Auto Refresh Streamlit Application With Many Pages

Hello! I have a streamline application that is deployed on a local machine that others can view when connected to the company VPN with the IP and port number such as 10.5.5.5:5050. The application has 1 main page and 30 pages. These pages run many queries that take a while to run. I use streamlit cache functionality, but these queries update 1 or 2 times a day so it isn’t always up to date. This makes for a poor user experience having to wait for many queries to complete.

How can I make it so the application refreshes/reloads automatically? I’d prefer to do it at a certain time such as middle of the night. Currently I am using streamlit autorefresh which works for the main page but not the sub pages. How can I get it to work on the sub pages?

Other things I have tried are using a runonsave trick such as described here with a cron job to edit the dummy file, but that didn’t work either. It seemed to refresh if I had the page open, but not in the middle of the night with it not opened. Also, I tried using selenium to open the pages, but that seemed to only work on the main page. The other pages would not open properly unless they were clicked from the sidebar in the main page.

Any other suggestions? I thought about using a timer, but didn’t want the application to be constantly running.

One solution, that requires other tools, is you could have the queries re-run separately from the app and saving the results to a DB, then loading from the DB when the app runs

For example, if you wanted the data to update a couple times a day, you could use google cloud - cloud run functions with a trigger, which will use their eventarc and pub/sub products too (one of their default trigger options, so not too hard to set up). The function could access the DB, run the query and save the results to another DB (such as BigQuery). Then the app can load the results from that DB. You add some time connecting to a DB, but then don’t have to run each query on the fly

I’ve done this in some cases where pages with live queries (+ python logic) would take a minute to 10 mins and the DB pull-version takes maybe 5-10 seconds

1 Like

Thanks for the suggestion! I think that could work, but would require a lot of rework at this time.
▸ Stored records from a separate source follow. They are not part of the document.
PR #212, opened 2022-02-15
Reduce the use of DCSA-Core in cases where it is not necessary

nt-as:
These commits will enable the removal/scope reduction of:

- `BaseService` (removal)
- `ExtendedBaseService` reduced to `findAllExtended`
- `BaseController` (removal)
- `ExtendedBaseController` reduced a `@GetMapping` for getting all entities

To keep things easier to review, I have excluded the changes to repositories for now as they can come in a separate PR.

### DIFF
--- a/src/main/java/org/dcsa/core/events/service/FacilityService.java
+++ b/src/main/java/org/dcsa/core/events/service/FacilityService.java
@@ -8,10 +8,12 @@ import reactor.core.publisher.Mono;
 import java.util.UUID;
 
 public interface FacilityService extends ExtendedBaseService<Facility, UUID> {
+
   Mono<Facility> findByUNLocationCodeAndFacilityCode(
       String unLocationCode,
       FacilityCodeListProvider facilityCodeListProvider,
       String facilityCode);
 
   Mono<Facility> findByIdOrEmpty(UUID id);
+  Mono<Facility> findById(UUID uuid);
 }
--- a/src/main/java/org/dcsa/core/events/service/TimestampDefinitionService.java
+++ b/src/main/java/org/dcsa/core/events/service/TimestampDefinitionService.java
@@ -3,9 +3,12 @@ package org.dcsa.core.events.service;
 import org.dcsa.core.events.model.OperationsEvent;
 import org.dcsa.core.events.model.TimestampDefinition;
 import org.dcsa.core.service.ExtendedBaseService;
+import reactor.core.publisher.Flux;
 import reactor.core.publisher.Mono;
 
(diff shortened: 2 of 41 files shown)


src/main/java/org/dcsa/core/events/service/FacilityService.java
```diff
@@ -8,10 +8,12 @@
 import java.util.UUID;
 
 public interface FacilityService extends ExtendedBaseService<Facility, UUID> {
```
pimg, line 10: shouldn't the extends ExtendedBaseService be removed?

src/main/java/org/dcsa/core/events/service/TimestampDefinitionService.java
```diff
@@ -3,9 +3,12 @@
 import org.dcsa.core.events.model.OperationsEvent;
 import org.dcsa.core.events.model.TimestampDefinition;
 import org.dcsa.core.service.ExtendedBaseService;
+import reactor.core.publisher.Flux;
 import reactor.core.publisher.Mono;
 
 public interface TimestampDefinitionService extends ExtendedBaseService<TimestampDefinition, String> {
```
pimg, line 9: shouldn't extends ExtendedBaseService be removed?

src/main/java/org/dcsa/core/events/service/VesselService.java
```diff
@@ -8,5 +8,11 @@
 
 public interface VesselService extends ExtendedBaseService<Vessel, UUID> {
```
pimg, line 9: shouldn't extends ExtendedBaseService be removed

pimg (changes requested):

src/main/java/org/dcsa/core/events/service/FacilityService.java
nt-as: No, UI Support (application supporting the UI) provides a facility controller that relies on the core features (filter + sorting).

src/main/java/org/dcsa/core/events/service/TimestampDefinitionService.java
nt-as: No, UI Support (application supporting the UI) provides a timestamp definition controller that relies on the core features (filter + sorting).

src/main/java/org/dcsa/core/events/service/VesselService.java
nt-as: No, UI Support (application supporting the UI) provides a vessel controller that relies on the core features (filter + sorting).

pimg (approved):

I’d still prefer to auto refresh the pages if possible.

You may be able to create a cron job that uses a headless browser that would loop through and hit each of your Streamlit page URL’s hence prompting the caches to refresh. I havn’t tried this but am curious if it may work.

Otherwise, @msquaredds suggestion is the most robust and widely used solution. We use this approach with a DuckDB caching layer with an additional “Refresh Data Button” that initiates the data layer refresh so the user can get the most up to date data if they need it, otherwise its scheduled to update each morning.

1 Like

Understandable about not wanting the extra work and would be interested in how @cgage1 solution works too

If you do end up going with the DB version, just a couple additional design options:

  • You can have the queries re-run when the original database is updated, instead of on a schedule, if the data updates aren’t regularly scheduled
  • There’s a version that doesn’t require scheduling or checking data events, but also more load time once in a while. Basically when the app runs, you check the datetime of the latest data load and the datetime of the latest query save - if the query was run after the data load, use the results; otherwise, run the query, use the results and save them too. Then any other users will have less load time (until the data is updated again)
1 Like

Thanks for the suggestions! I’ll give the headless browser a try to see if that works. The DB version seems nice and might be an option in the future.

Is the streamlit autorefresh I linked earlier still a valid method for this? I see it hasn’t been updated in a while. Or is there a trick to get it to work on multiple pages?